What is being asked –
Using "floor" as the search string, find the matching lines below and copy them.

++++ Source data

PR #2894, opened 2024-03-15
ICU-22611 Fixed the RBNF MultiplierSubstitution to only perform floor…

richgillam:
…() on the value being formatted when the

substitution is using a DecimalFormat and its owning rule also has a modulus substitution.  Took out a redundant call to floor().  Added appropriate unit tests.

##### Checklist

- [x] Required: Issue filed: https://unicode-org.atlassian.net/browse/ICU-22611

### DIFF
--- a/icu4c/source/i18n/nfrule.h
+++ b/icu4c/source/i18n/nfrule.h
@@ -66,6 +66,8 @@ public:
     char16_t getDecimalPoint() const { return decimalPoint; }
 
     int64_t getDivisor() const;
+    
+    bool hasModulusSubstitution() const;
 
     void doFormat(int64_t number, UnicodeString& toAppendTo, int32_t pos, int32_t recursionCount, UErrorCode& status) const;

++++++++

Response box –
ICU-22611 Fixed the RBNF MultiplierSubstitution to only perform floor…
substitution is using a DecimalFormat and its owning rule also has a modulus substitution.  Took out a redundant call to floor().  Added appropriate unit tests.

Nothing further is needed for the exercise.